Hi Jason for XBGRegressor i got RMSE =1043 fro big mart dataset and the bset score i got 0.59974 so can i use best score as my accuracy as the RMSE value look very large please suggest

This is a common question that I answer here:

https://machinelearningmastery.com/faq/single-faq/how-to-know-if-a-model-has-good-performance

Hi Jason,

I just found this wonderful blog. I still have some questions about using XGBoost. I don’t know if I can ask for help from you.

I am new with using XGBoost. XGBClassifier to build the model. I have used GridSearchCV to create a tune-grid to find the optimal hyperparameters and I have gotten my final model. I used ‘auc’ as my classification metrics. My question is that I use

yPred = model.predict(Xtest),

but the result(yPred) are float values range from 0 to 1. Who do I decide the threshold value to mapping those value to 0 and 1?

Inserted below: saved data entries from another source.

PR #769, opened 2018-12-04
BUG: Always continue loading scripts even if one script fails.

bergice:
This is especially important so that the deferred callbacks are triggered in the end.

Also show error messages of JS scripts that failed loading, rather than failing silently.


robbieaverill:
Please reference the GitHub issues in the description - not everyone has ZenHub =)

PR #770, opened 2018-12-04
Updating MenuList.ss to allow menu_icon images

3Dgoo:
This fixes the problem as described by #558

This is a replacement for pull request #763 targeting the 1.2 branch instead of the 1 branch.


ScopeyNZ:
I've merged that up for you so the fix is available in the `1.3` and `1` branches.

3Dgoo:
Thanks Guy and everyone else.

PR #772, opened 2018-12-05
fix 1.3 tests

dnsl48:
Fixes tests broken since [FIX Correct the entwine match for the loading animation](https://travis-ci.org/silverstripe/silverstripe-admin/builds/457683596).

## Problem

1. `.cms-edit-form` gets `changetracker` [set up](https://github.com/silverstripe/silverstripe-admin/blob/5d45c7deb81aea23f31f9f0289ea3a8837284cf9/client/src/legacy/LeftAndMain.EditForm.js#L84) in `onadd`, which happens once the form gets added to the DOM

2. Other `onadd` handlers start spinning, one of which triggers the `changetracker` to traverse the form fields and get the initial form values state

3. `onmatch` events go on, at this point `SecurityAdmin` (and `PermissionCheckboxSetField`) onmatch happen and change the form values (toggling the checkboxes) ([here](https://github.com/silverstripe/silverstripe-admin/blob/5d45c7deb81aea23f31f9f0289ea3a8837284cf9/client/src/legacy/SecurityAdmin.js#L45) and [here](https://github.com/silverstripe/silverstripe-admin/blob/5d45c7deb81aea23f31f9f0289ea3a8837284cf9/client/src/legacy/PermissionCheckboxSetField.js#L58) accordingly)

4. When we press `Unlink` button, the field triggers `changetracker` and it appends `.changed` class to the form as the initial form values and the current ones don't match

5. The `.changed` class forces the `onbeforeunload` handler to ask user a confirmation for leaving the page

## The solution

If we perform `toggleCheckboxes` in `onadd` it will groom the form into the final state before `changetracker` gets its `initialState`


.travis.yml
```diff
@@ -70,13 +70,14 @@ before_script:
   - if [[ $BEHAT_TEST == cms ]]; then composer require silverstripe/recipe-cms:4.3.x-dev --no-update; fi
 
   - composer install --prefer-source --no-interaction --no-progress --no-suggest --optimize-autoloader --verbose --profile
+  - composer show
```
robbieaverill: Is the output from `composer install` not sufficient?

dnsl48: well, technically it is, but `show` gives it ordered by alphabet and easier to read by humans (IMHO)

chillu:
@ScopeyNZ Do you have enough entwine experience to assess this? We're a bit short of that in open sourcerers (sicne Aaaron is busy)

tests/behat/features/reauthenticate.feature
```diff
@@ -14,24 +14,26 @@ Feature: Reauthenticate
...
       And I switch to the "login-dialog-iframe" iframe
-    Then I should see "Your session has timed out due to inactivity" in the ".cms-security__container" element
+    Then I should see "You must be logged in" in the ".cms-security__container" element
     When I fill in "Password" with "Secret!123"
       And I press the "Let me back in" button
       And I am not in an iframe
       And I go to "/admin/security"
-      When I press the "Add Member" button
+    When I press the "Add Member" button
+      And I wait for 5 seconds until I see the "#Form_ItemEditForm_action_doSave" element
```
chillu: This stuff isn't ideal, we have generic "after" steps which check for the presence of a loading indicator (or pending ajax request), and delay processing the next step until then. Maybe track that down? I'm happy merging as-is to unblock further work, but these "and I wait" steps are noise that should already be accounted for elsewhere.

ScopeyNZ: To be fair this one is a polling step. So `And I wait x until` is just "up to" x seconds. The actual step might only be a few milliseconds of waiting.

ScopeyNZ: Oh that makes a lot of sense, the class name has changed: https://github.com/silverstripe/silverstripe-admin/pull/765/files#diff-19f74f986482f632702ec13c64f6b019R1060
It should look for `.cms-loading-container` now. It'd be good to do a follow up on this.

ScopeyNZ: It also may mean we can revert this PR. Probably better not to change things that might not be broken if we can just wait for loading indicators correctly.

dnsl48: here we go: https://github.com/silverstripe/silverstripe-framework/pull/8663

this particular scenarios are marked as `@modal` though, so we'll have to keep waiting manually, or rewrite some other stuff in `BasicContext` in `silverstripe-behat-extension`. With just removing `@modal` it's not working at this point. (not sure why exactly at this point)

PR #773, opened 2018-12-05
FIX Firefox sticky toggle misalignment and rotate help menu caret

sachajudd:
Sticky toggle:
Before:
image

After:
image


robbieaverill:
Behat failure is unrelated

PR #776, opened 2018-12-07
NEW Allow descriptions to be added as titles on SingleSelectField

ScopeyNZ:
As titled. `title` is one of the global attributes on DOM elements so it makes sense to be able to set it. And there's the very occasional case when having a title on an option in a select makes sense (eg. Why is this option disabled?).


client/src/components/SingleSelectField/SingleSelectField.js
```diff
@@ -50,9 +50,10 @@ class SingleSelectField extends Component {
       <Input type="select" {...this.getInputProps()}>
         { options.map((item, index) => {
           const key = `${this.props.name}-${item.value || `empty${index}`}`;
+          const description = item.description || null;
 
           return (
-            <option key={key} value={item.value} disabled={item.disabled}>
+            <option key={key} value={item.value} disabled={item.disabled} title={description}>
```
robbieaverill: Do you think it's worth documenting the description prop in the source shape?

robbieaverill:
Ping @ScopeyNZ

ScopeyNZ:
I'm wondering if this is even worth it. Titles on options seems to be badly supported in a lot of browsers.

Anyway. I added the PropTypes definition and I added a knob for the description in the storybook. I'll leave it to you.

For context on why I made this PR - we had some select options that were disabled, but it's not immediately obvious why some options are disabled - having a "title" attribute seemed like a quick win.

PR #781, opened 2018-12-12
Revisions to datefield to have better HTML5 fallbacks

bergice:


maxime-rainville:
How is this different from https://github.com/silverstripe/silverstripe-admin/pull/630?

Looks like it's doing exactly the same thing.

PR #944, opened 2019-08-25
TreeDropdownField renders when being loaded without data through form loader 🐝

adrhumphreys:
This fixes an issue where the field is loaded through the FormLoader react component and therefore is initially passed props as `{ props: {}}` where the actual props are hidden inside so to access them you'd have to go `this.props.props`.

The easiest way to reproduce the issue is to create a page with the field and then use silverstripe-snapshot-admin to show a snapshotted version of the field which is the read only version


robbieaverill:
Perhaps we need to fix the nested props object issue instead of disabling it while it loads?

adrhumphreys:
Yeah this was very much a quick fix from our side, I think it still applies though as if this component is created without props then it will throw an exception and then nothing from the form loader will display

robbieaverill:
I've rebased and built the dist files for you. I've also removed the emoji from your commit message (sorry!) - they are used in our changelogs, which may not necessarily support emojis, so we usually avoid using them

robbieaverill:
I'm not sure, the Behat tests might be valid - any ideas?

adrhumphreys:
Haven't a clue sorry, any way to view the travis artifacts?

robbieaverill:
Not for pull request builds, unfortunately. I'll give this PR an actual test at some point

robbieaverill:
The latest `1` branch build is green, so it could be a relevant failure

PR #945, opened 2019-08-26
Bug IE11 fallback fix for HTMLEditorField

bergice:
Without this, editing content blocks on IE11 will not work.

Resolves https://github.com/dnadesign/silverstripe-elemental/issues/700
Resolves https://github.com/silverstripe/silverstripe-cms/issues/2459


client/src/components/HtmlEditorField/HtmlEditorField.js
```diff
@@ -80,9 +80,16 @@ class HtmlEditorField extends TextField {
     const { value } = this.props;
 
     if (value !== prevProps.value) {
-      const event = new Event('change', { bubbles: true });
+      let event;
+      if (typeof (Event) === 'function') {
```
robbieaverill: So IE11 doesn't support this as an interface? Is there a polyfill we can use instead of this, or is this the best approach?

NightJar: Event is supported.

I saw you used round(value), which is equivalent to setting the threshold to 0.5, I think. Is there any rule that I need to follow to find the threshold value for my model? I am looking forward to your reply. Thank you so much.

Sincerely,

Danny

Sincerely,

Yilin Wang

Thanks!

If you are using ROC AUC, you can use the threshold that achieves the best F-measure or J-metric directly.

If unsure, test each threshold from the ROC curve against the F-measure score.

I hope that helps.

Hi Jason:

Thanks for your tutorial.

This tutorial is based on the Sklearn API, do you have any example to do StratifiedKFold in XGboost’s native API?

Thanks

Sorry, I don’t have tutorials using the native apis.

Hello Jason,

thanks for this tutorial. There is a way to view the confusion matrix of every validation?

thanks.

No, typically a confusion matrix is calculated for a single hold-out dataset.